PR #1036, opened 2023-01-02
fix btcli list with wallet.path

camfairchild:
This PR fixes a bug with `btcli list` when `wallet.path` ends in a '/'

==================================================

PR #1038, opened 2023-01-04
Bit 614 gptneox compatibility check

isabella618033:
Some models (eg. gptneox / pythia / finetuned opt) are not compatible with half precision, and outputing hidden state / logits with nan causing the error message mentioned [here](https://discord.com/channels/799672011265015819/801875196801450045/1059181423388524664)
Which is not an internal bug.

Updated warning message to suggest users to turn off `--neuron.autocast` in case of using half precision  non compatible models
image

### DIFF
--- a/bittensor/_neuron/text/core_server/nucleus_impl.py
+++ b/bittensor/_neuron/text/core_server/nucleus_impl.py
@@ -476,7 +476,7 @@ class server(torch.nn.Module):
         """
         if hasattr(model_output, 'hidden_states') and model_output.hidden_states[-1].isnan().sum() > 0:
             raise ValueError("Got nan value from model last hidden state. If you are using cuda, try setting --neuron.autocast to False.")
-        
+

==================================================

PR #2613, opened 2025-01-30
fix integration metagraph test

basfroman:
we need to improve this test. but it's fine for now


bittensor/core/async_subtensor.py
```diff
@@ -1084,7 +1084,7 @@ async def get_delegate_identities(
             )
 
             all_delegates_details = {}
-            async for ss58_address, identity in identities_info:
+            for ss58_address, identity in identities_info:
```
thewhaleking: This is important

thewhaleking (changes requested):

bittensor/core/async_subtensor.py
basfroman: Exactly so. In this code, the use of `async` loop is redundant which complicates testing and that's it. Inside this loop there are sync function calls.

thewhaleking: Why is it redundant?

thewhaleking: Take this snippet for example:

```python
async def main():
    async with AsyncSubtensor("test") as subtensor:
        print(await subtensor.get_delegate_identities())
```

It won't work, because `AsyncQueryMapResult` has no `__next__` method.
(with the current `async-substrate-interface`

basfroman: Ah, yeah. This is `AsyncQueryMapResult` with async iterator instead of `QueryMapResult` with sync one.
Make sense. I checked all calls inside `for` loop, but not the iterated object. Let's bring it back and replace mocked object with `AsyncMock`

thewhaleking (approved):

==================================================

* **Problem requirements**:
Give again, word for word, every line of the listing above from the one with "PR #1036, opened 2023-01-02" to the one with "This PR fixes", both inclusive, and nothing beyond them.

* **Solution to the problem**:
PR #1036, opened 2023-01-02
fix btcli list with wallet.path

camfairchild:
This PR fixes a bug with `btcli list` when `wallet.path` ends in a '/'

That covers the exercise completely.